THE PROBLEM
Filter the entries for the string "mapstructure". Copy each line that has it.

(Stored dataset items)
----------

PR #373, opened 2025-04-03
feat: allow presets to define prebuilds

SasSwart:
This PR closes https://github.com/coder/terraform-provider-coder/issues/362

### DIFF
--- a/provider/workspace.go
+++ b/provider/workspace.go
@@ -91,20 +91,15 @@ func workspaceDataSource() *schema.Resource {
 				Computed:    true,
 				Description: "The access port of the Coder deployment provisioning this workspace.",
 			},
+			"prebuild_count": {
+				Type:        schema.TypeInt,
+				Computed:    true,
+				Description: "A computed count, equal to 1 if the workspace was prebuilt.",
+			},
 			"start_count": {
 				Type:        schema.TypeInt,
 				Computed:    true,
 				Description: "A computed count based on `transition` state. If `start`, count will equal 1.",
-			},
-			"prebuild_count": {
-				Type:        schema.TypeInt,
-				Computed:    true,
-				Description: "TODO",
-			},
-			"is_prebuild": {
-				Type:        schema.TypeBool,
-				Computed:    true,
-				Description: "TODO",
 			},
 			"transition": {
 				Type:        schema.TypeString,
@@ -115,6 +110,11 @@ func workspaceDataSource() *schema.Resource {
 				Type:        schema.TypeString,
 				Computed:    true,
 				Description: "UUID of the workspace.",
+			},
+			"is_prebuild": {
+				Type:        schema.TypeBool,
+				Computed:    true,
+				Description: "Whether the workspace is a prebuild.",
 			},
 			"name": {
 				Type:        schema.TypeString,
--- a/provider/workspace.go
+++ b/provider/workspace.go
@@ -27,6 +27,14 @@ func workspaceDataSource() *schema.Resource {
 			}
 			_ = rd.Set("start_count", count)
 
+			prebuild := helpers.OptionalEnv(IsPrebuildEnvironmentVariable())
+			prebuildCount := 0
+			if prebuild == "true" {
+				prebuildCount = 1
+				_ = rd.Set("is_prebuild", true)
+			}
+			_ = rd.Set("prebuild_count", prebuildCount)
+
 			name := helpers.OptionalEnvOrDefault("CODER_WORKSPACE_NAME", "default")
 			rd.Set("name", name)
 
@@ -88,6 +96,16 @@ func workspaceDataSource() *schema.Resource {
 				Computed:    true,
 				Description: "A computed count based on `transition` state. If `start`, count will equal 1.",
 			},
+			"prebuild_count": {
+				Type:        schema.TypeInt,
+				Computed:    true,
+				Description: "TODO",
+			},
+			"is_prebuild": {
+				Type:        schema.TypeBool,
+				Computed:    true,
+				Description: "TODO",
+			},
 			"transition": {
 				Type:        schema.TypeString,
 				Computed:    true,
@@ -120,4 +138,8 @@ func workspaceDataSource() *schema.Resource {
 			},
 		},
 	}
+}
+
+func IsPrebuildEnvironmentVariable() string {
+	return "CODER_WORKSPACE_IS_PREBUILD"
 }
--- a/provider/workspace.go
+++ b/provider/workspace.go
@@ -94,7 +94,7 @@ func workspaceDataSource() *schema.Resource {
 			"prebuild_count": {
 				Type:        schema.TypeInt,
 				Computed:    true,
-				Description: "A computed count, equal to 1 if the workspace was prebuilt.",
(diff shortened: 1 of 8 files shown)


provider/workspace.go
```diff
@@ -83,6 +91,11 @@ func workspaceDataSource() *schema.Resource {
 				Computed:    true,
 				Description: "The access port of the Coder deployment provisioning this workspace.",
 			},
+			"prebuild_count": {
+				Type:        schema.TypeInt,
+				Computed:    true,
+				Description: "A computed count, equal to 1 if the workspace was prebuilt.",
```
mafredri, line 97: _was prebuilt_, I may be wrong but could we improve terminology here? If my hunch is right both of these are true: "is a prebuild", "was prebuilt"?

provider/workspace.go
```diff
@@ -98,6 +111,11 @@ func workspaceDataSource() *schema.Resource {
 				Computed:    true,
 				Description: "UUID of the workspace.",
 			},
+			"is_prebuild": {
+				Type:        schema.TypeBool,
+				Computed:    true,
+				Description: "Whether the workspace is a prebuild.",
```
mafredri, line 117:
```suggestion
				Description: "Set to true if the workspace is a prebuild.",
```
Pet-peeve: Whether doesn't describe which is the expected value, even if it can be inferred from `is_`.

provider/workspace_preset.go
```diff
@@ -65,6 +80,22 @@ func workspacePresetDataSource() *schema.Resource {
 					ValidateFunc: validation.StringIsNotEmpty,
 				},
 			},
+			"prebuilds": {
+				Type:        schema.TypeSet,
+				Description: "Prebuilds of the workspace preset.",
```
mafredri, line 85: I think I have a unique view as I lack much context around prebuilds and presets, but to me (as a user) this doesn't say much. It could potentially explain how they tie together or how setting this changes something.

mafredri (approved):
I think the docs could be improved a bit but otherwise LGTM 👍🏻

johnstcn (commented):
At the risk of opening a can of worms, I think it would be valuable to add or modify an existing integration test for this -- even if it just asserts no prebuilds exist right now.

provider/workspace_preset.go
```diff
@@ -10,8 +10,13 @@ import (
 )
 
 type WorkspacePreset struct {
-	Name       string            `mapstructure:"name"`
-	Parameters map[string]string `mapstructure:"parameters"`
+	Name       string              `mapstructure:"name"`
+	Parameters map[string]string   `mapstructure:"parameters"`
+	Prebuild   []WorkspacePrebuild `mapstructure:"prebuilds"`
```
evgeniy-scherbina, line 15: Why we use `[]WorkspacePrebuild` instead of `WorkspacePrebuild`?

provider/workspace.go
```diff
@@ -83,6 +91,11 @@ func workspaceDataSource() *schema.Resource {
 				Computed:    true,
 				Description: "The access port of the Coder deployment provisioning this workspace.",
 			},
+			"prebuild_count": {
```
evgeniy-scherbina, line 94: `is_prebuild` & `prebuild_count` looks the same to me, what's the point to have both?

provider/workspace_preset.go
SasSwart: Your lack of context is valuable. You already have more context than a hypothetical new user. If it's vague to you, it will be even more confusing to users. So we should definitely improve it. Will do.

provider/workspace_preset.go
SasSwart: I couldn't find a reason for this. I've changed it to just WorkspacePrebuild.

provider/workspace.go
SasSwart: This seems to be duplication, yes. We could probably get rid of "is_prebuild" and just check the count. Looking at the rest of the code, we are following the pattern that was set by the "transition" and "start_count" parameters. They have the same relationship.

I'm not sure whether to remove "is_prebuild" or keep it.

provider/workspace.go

----------

ANSWER TO THIS TASK
-	Name       string            `mapstructure:"name"`
-	Parameters map[string]string `mapstructure:"parameters"`
+	Name       string              `mapstructure:"name"`
+	Parameters map[string]string   `mapstructure:"parameters"`
+	Prebuild   []WorkspacePrebuild `mapstructure:"prebuilds"`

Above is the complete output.